Republican Road II-71 (Републикански път II-71) is a second-class road in northeastern Bulgaria, running through Silistra and Dobrich Provinces. Its length is 124.3 km.

== Route description ==
The road starts at Km 6.9 of the first class I-7 southeast of the city of Silistra and heads southeast through the region of Dobrudzha in the eastern Danubian Plain. It passes through the villages of Bogorovo and Sredishte and 4.4 km after the latter enters Dobrich Province. There the road runs through the villages of Kolartsi, Hitovo and Karapelit, turns east and reaches the northwestern outskirts of the city of Dobrich at Riltsi neighbourhood.
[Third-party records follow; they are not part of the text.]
PR #689, opened 2023-01-19
chore: add mypy to the build

bringhurst:
## Why is this needed?

This is intended to be a lightweight version of https://github.com/python-zk/kazoo/pull/684. Rather than add types to everything in one shot, support for typing could be added to the build only. Python code typing could be incrementally added in future smaller/targeted PRs.

The changes in https://github.com/python-zk/kazoo/pull/684 are still useful. This is just an effort to split it up to make it easier to understand.

The method used here follows the same pattern that SQLAlchemy has been using to add types. For an example, see https://github.com/sqlalchemy/sqlalchemy/pull/9039/files and note the removal of the `# mypy: ignore-errors` comment to incrementally add types.

## Proposed Changes

  - Add mypy configuration to the build to allow for incremental addition of type annotations.

No. This PR will only contain build-time type checking.

### DIFF
--- a/.github/workflows/testing.yml
+++ b/.github/workflows/testing.yml
@@ -41,7 +41,7 @@ jobs:
       - name: Code check
         run: tox -e ${TOX_VENV}
         env:
-          TOX_VENV: black,pep8
+          TOX_VENV: black,pep8,mypy
 
   test:
     needs: [validate]
--- a/pyproject.toml
+++ b/pyproject.toml
@@ -21,3 +21,125 @@ extend-exclude = '''
 
 [tool.pytest.ini_options]
 addopts = "-ra -v"
+
+[tool.mypy]
+
+# For details on each flag, please see the mypy documentation at:
+# https://mypy.readthedocs.io/en/stable/config_file.html#config-file
+
+# Note: The order of flags listed here should match the order used in mypy's
+# documentation to make it easier to find the documentation for each flag.
+
+# Import Discovery
+ignore_missing_imports = false
+
+# Disallow dynamic typing
+disallow_any_unimported = true
+disallow_any_expr = false
+disallow_any_decorated = true
+disallow_any_explicit = true
+disallow_any_generics = true
+disallow_subclassing_any = true
+
+# Untyped definitions and calls
+disallow_untyped_calls = true
+disallow_untyped_defs = true
+disallow_incomplete_defs = true
+check_untyped_defs = true
+disallow_untyped_decorators = true
+
+# None and Optional handling
+implicit_optional = false
+strict_optional = true
+
+# Configuring warnings
+warn_redundant_casts = true
+warn_unused_ignores = true
+warn_no_return = true
+warn_return_any = true
+warn_unreachable = true
+
+# Miscellaneous strictness flags
+allow_untyped_globals = false
+allow_redefinition = false
+local_partial_types = true
+implicit_reexport = false
+strict_concatenate = true
+strict_equality = true
+strict = true
+
+# Configuring error messages
+show_error_context = true
+show_column_numbers = true
+hide_error_codes = false
+pretty = true
+color_output = true
+error_summary = true
+show_absolute_path = true
+
+# Miscellaneous
+warn_unused_configs = true
+verbosity = 0
+
+# FIXME: As type annotations are introduced, please remove the appropriate
+#        ignore_errors flag below. New modules should NOT be added here!
+
+[[tool.mypy.overrides]]
+module = [
+    'kazoo.client',
+    'kazoo.exceptions',
+    'kazoo.handlers.eventlet',
+    'kazoo.handlers.gevent',
+    'kazoo.handlers.threading',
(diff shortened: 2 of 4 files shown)


bringhurst:
This appears to currently be failing an unrelated issue. See https://github.com/python-zk/kazoo/pull/691

bringhurst:
Hey @a-ungurianu -- please let me know if you have any thoughts on splitting up the type hinting PR like this. :)

a-ungurianu:
> Hey @a-ungurianu -- please let me know if you have any thoughts on splitting up the type hinting PR like this. :)

Haven't looked at the content of the PR, but conceptually I have no issues with it. Will review later today.

a-ungurianu:
Thanks a lot for the PR!

When it comes to introducing typings to a new repo, I've seen 2 orthogonal approaches, which is either rule by rule, or module by module.

In the past I've found success with the later approach, as it defines the target a bit more thoroughly and it also creates what I like to call a "ball of coherency", where we can (mostly) trust the interactions between the typed modules.

In theory I wouldn't be against this approach either, but having relatively lax rules might result in us publishing types that aren't accurate.

bringhurst:
That sounds good to me.

I was looking around at how some other projects are doing it -- it looks like SQLAlchemy is adding a type ignore to the top of each file, then slowly removing it as they go.

PR updated to use that method.

a-ungurianu:
If we want to go with the file-by-file approach, then we need to make the mypy requirements stricter.

I've pulled the broken bit out of #684 so it should be ready to review. This utilizes the configuration that mypy offers to configure which files are checked or not. I think I like the approach this PR offers for ignoring the files, as it is very visible when editing the file, whereas the mypy configuration is a bit farther away.

Would you be open to get the rule list from #684? After that we can merge this and then rebase #684 and also unlock the ability to parallelize the type checking between multiple contributors.

bringhurst:
> I've pulled the broken bit out of https://github.com/python-zk/kazoo/pull/684 so it should be ready to review. This utilizes the configuration that mypy offers to configure which files are checked or not. I think I like the approach this PR offers for ignoring the files, as it is very visible when editing the file, whereas the mypy configuration is a bit farther away.

I just switched it to use the centralized mypy config method. However, I ended up inverting the list of files to ignore so the config file will shrink in size over time (rather than grow to include all files in the repo).

> If we want to go with the file-by-file approach, then we need to make the mypy requirements stricter.

I just went through the mypy config line-by-line (based on the mypy docs) and made it as strict as possible (with the exception of `disallow_any_expr`, which looks like it's going to be unreasonably noisy until all external packages have types). If it turns out to be too strict, we can always relax it later. :)

Regarding ignores for external packages, for example:

```
module = 'gevent.*'
module = 'eventlet.*'
module = 'puresasl.*'
```

We should probably depend on  using `# type: ignore` comments on the import of modules with missing types -- along with the `warn_unused_ignores = true` flag set. That way, when the external package is upgraded to a version which includes typing, the build will fail with a decent error message until the `# type: ignore` comment is removed. If these external packages are ignored in the centralized config, types will silently be ignored when the external package is upgraded to a version which includes types (until someone notices somehow and removes it from the mypy.ini).

a-ungurianu:
Do you have a strong opinion pro having the separate `mypy.ini` file? I tend to not be a huge fan of the proliferation of dot-files, so given that we can now fold it into `pyproject.yaml` (see #684), I'd tend towards that

mypy.ini
```diff
@@ -0,0 +1,226 @@
+[mypy]
+
+# For details on each flag, please see the mypy documentation at:
+# https://mypy.readthedocs.io/en/stable/config_file.html#config-file
+
+# Note: The order of flags listed here should match the order used in mypy's
+# documentation to make it easier to find the documentation for each flag.
```
a-ungurianu, line 7: I like this. Thanks for adding the reference link. Always takes me 5 min or so to find the reference 😛

jeffwidman:
Thanks guys for working on this, I am not closely following the implementation details, but at a high-level I'm 👍 👍 !

bringhurst:
> Do you have a strong opinion pro having the separate mypy.ini file? I tend to not be a huge fan of the proliferation of dot-files, so given that we can now fold it into pyproject.yaml (see https://github.com/python-zk/kazoo/pull/684), I'd tend towards that

No strong preference at all -- I just updated the PR to have the config in the `pyproject.toml` instead (and also checked to make sure it still works). :)

a-ungurianu (approved):
LGTM. Thanks a lot and sorry for the back and forth :)

jeffwidman (approved):
This looks very reasonable to me, but I haven't been working professionally in Python the last few years, so haven't kept up with the idiomatic type tooling recommendations... so before we merge, I'd like to get @ofek's input, as I'm pretty sure he's stayed abreast of such things. I pinged him for a quick review, and assuming he's 👍 then we should merge.

jeffwidman:
Thanks again @bringhurst !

As it bypasses the city from the southwest and the south it doubles for a few kilometers with the second class roads of II-27, II-29 and II-97. South of Dobrich the road heads in southern direction through Branishte, Stefanovo and Slaveevo, and at the village of Batovo descends to the deep valley of the river Batova. Following the river valley, the II-71 runs through the village of Tsarkva and reaches its terminus at Km 6.9 of the first class I-9 at the eastern outskirts of the village of Obrochishte on the Bulgarian Black Sea Coast.